House debates

Tuesday, 7 February 2006

Adjournment

Rt Hon. Helen Clark; Child Care

9:05 pm

Photo of Jackie KellyJackie Kelly (Lindsay, Liberal Party) Share this | | Hansard source

I would like to start by welcoming the New Zealand Prime Minister, the Right Hon. Helen Clark, to Canberra.

Photo of Peter SlipperPeter Slipper (Fisher, Liberal Party) Share this | | Hansard source

Mr Slipper interjecting

Photo of Jackie KellyJackie Kelly (Lindsay, Liberal Party) Share this | | Hansard source

We are having lunch with her tomorrow, Mr Slipper. As a female Prime Minister, Ms Clark is an all too rare phenomenon. In the Australian parliament we have never come close to having a female Prime Minister, and I am afraid that unless we support women by providing child care in our place of work we never will.

The Australian parliament should be a role model employer for all Australian businesses. We already are in many ways. We have made Parliament House accessible by providing talking lifts and wheelchair accessibility. This House has spent $2 million on refurbishing the Health and Recreation Centre, $11 million on a security barrier around Parliament House and $3 million on the southern courtyard. All this expenditure is to improve the environment of those who work here. But enough is enough: I refuse to spend any more money on appropriations for Parliament House until we have a world’s best practice child-care centre installed in this building. If you want women to crack the glass ceiling, you do not wait for them to start careers after they have had children. You make sure they have access to child care so they can consistently spend time in the workforce throughout their careers as well as raising children.

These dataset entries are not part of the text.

PR #773, opened 2019-02-15
Revert "nxagent: rework Bool handling"

uli42:
This reverts commit 16cd2bbe1c4425e3fa557f9ca0723aa94a50b071.

It turned out that I had missed some of the Booleans being actually
tristate variables. I think I can fix this (they do not need to be
tristate) but I revert this for now to get back to a working state
(there are reports about non-working fullscreen mode and reconnect
problems).


sunweaver (approved):
ACK. Thanks for the regression fix.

Parliament House is supposed to be representative of the diversity of our society. Half of the population is female but much less than half of our politicians are female. In 1985 in Australia, 45.6 per cent of mothers with children under 15 worked. In 2003, that figure was 63 per cent. And the reality is that that figure is going to keep increasing. In Sweden, 82 per cent of mothers with two or more children are working.

If you are wondering where all the talented, experienced females are, they have gone to raise their kids. When they choose to return to their careers, they start behind the eight ball. Men of the same age have raced up the career ladder because they have been able to work while women are raising children. We do not have equal opportunity because we have a playing field where some players spend more time on the bench than others. In the current environment, a mum returning to politics is not going to have enough time in her career to become Prime Minister of this country. I and the other mothers in this parliament have struggled to maintain our careers while we raise our children. I have been told to use the child-care centres in surrounding suburbs when my children are here. For six years, I have relied on family and friends to amuse my children while I perform my duties in parliament.

It is time for the parliament to reflect on the needs of the mums who work here as well as on the realities of life outside parliament. I have said that this government needs to take a new approach to child care and listen to the mums who use it. I believe in workplace based child-care solutions. Every woman I know who has successfully balanced work and family has done so with the support of her employer. We need to be heading in the direction of workplace based child care and employer involvement in child-care solutions.

This parliament frequently justifies enormous expenditure on Parliament House because it must be held up as a ‘world’s best practice’ workplace. The argument for any future improvements is no longer sustainable unless we have world’s best practice child care in this workplace. I call on all parents in this House to vote against spending any more money on this building until we have invested in a child-care centre for the parents who work here. Let us provide a role model for the workplaces of Australia in supporting work-family choices.